PR #3182, opened 2025-09-24
Remove MR::BitSet class

Lestropie:
Spotted in #3116:

> The exception is the tests for our dynamic `MR::BitSet` class, where the new set of tests should be slightly more comprehensive than the previous ones.

I've discussed on multiple occasions a desire to remove this class, though may have neglected to list it as an Issue, and it keeps getting deferred. Hoping that there wasn't too much effort invested here. I think it's beyond the scope of what should be necessary to be maintaining in this package, and there should now be a substitute, so put the time into getting rid of it.

-----

The motivations for this class were:

-   A long time ago, `std::vector<bool>` may not have had bitwise implementations
-   `std::bitset` must have constant size at compile time
-   In some contexts, functions for quickly computing whether all bits are true / all bits are false / the number of true bits / mass bitwise operations are useful

Its creation predated the transfer over to Eigen. `Eigen::Array<bool>` has `.any()`, `.all()`, `.count()`, and `&&` and `||` operations. It should therefore serve as a substitute in contexts where those are useful. It sounds like Eigen may in fact use a byte per element for performance; the additional storage space shouldn't be an issue in any of the contexts in which it is used: the largest is probably the fixel mask in SIFT2, where changing from 1 bit per fixel to 1 byte per fixel might chew up 0.5MB or so.

Where none of these operations are utilised, I have instead replaced `MR::BitSet` with `std::vector<bool>`.

-----

Somewhat related to this is that there's a couple of other contexts that involve manipulation of individual bits. What comes to mind is `MR::DataType` and `App::ArgFlags`. These would perhaps be better encoded using `std::bitset`, given requisite size is known at compile time. I have deemed this out of scope for this particular PR, but might be worth listing elsewhere.


Lestropie:
Would any attempt to use an STL algorithm with a `std::vector<bool>` result in a compilation failure?

The scope for any "algorithm" to be applied to bitwise data is I think pretty limited; really the only ones that might be of any use are `.any()`, `.all()` & `.count()`---for which `Eigen::Array<bool>` would be better---and mass bitwise manipulations (here we lose `MR::BitSet`'s XOR but nothing was using it). I did wonder about using `check_syntax` to preclude the use of `std::vector<bool>` and force `Eigen::Array<bool>` or `std::bitset`, but 1) a lot of code doesn't need any such functionality and 2) maybe in some circumstances minimising storage through true bitwise data is preferable.

`std::deque<bool>` uses a byte per bit element, so unless you explicitly need the ability to eg. `.pop_front()` there's unlikely to be any benefit over `Eigen::Array>bool>` I think?

Lestropie:
In removing `std::vector<bool>`, the only STL algorithm usage I found was `std::fill()` [here](https://github.com/MRtrix3/mrtrix3/blob/3.0.7/core/math/constrained_least_squares.h#L257-L259); that's reported to be functional, and there's testing for that functionality.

--- Exercise aim ---
Without any alteration, the preceding material should be retyped in full.

--- Answer box ---
PR #3182, opened 2025-09-24
Remove MR::BitSet class

Lestropie:
Spotted in #3116:

> The exception is the tests for our dynamic `MR::BitSet` class, where the new set of tests should be slightly more comprehensive than the previous ones.

I've discussed on multiple occasions a desire to remove this class, though may have neglected to list it as an Issue, and it keeps getting deferred. Hoping that there wasn't too much effort invested here. I think it's beyond the scope of what should be necessary to be maintaining in this package, and there should now be a substitute, so put the time into getting rid of it.

-----

The motivations for this class were:

-   A long time ago, `std::vector<bool>` may not have had bitwise implementations
-   `std::bitset` must have constant size at compile time
-   In some contexts, functions for quickly computing whether all bits are true / all bits are false / the number of true bits / mass bitwise operations are useful

Its creation predated the transfer over to Eigen. `Eigen::Array<bool>` has `.any()`, `.all()`, `.count()`, and `&&` and `||` operations. It should therefore serve as a substitute in contexts where those are useful. It sounds like Eigen may in fact use a byte per element for performance; the additional storage space shouldn't be an issue in any of the contexts in which it is used: the largest is probably the fixel mask in SIFT2, where changing from 1 bit per fixel to 1 byte per fixel might chew up 0.5MB or so.

Where none of these operations are utilised, I have instead replaced `MR::BitSet` with `std::vector<bool>`.

-----

Somewhat related to this is that there's a couple of other contexts that involve manipulation of individual bits. What comes to mind is `MR::DataType` and `App::ArgFlags`. These would perhaps be better encoded using `std::bitset`, given requisite size is known at compile time. I have deemed this out of scope for this particular PR, but might be worth listing elsewhere.


Lestropie:
Would any attempt to use an STL algorithm with a `std::vector<bool>` result in a compilation failure?

The scope for any "algorithm" to be applied to bitwise data is I think pretty limited; really the only ones that might be of any use are `.any()`, `.all()` & `.count()`---for which `Eigen::Array<bool>` would be better---and mass bitwise manipulations (here we lose `MR::BitSet`'s XOR but nothing was using it). I did wonder about using `check_syntax` to preclude the use of `std::vector<bool>` and force `Eigen::Array<bool>` or `std::bitset`, but 1) a lot of code doesn't need any such functionality and 2) maybe in some circumstances minimising storage through true bitwise data is preferable.

`std::deque<bool>` uses a byte per bit element, so unless you explicitly need the ability to eg. `.pop_front()` there's unlikely to be any benefit over `Eigen::Array>bool>` I think?

Lestropie:
In removing `std::vector<bool>`, the only STL algorithm usage I found was `std::fill()` [here](https://github.com/MRtrix3/mrtrix3/blob/3.0.7/core/math/constrained_least_squares.h#L257-L259); that's reported to be functional, and there's testing for that functionality.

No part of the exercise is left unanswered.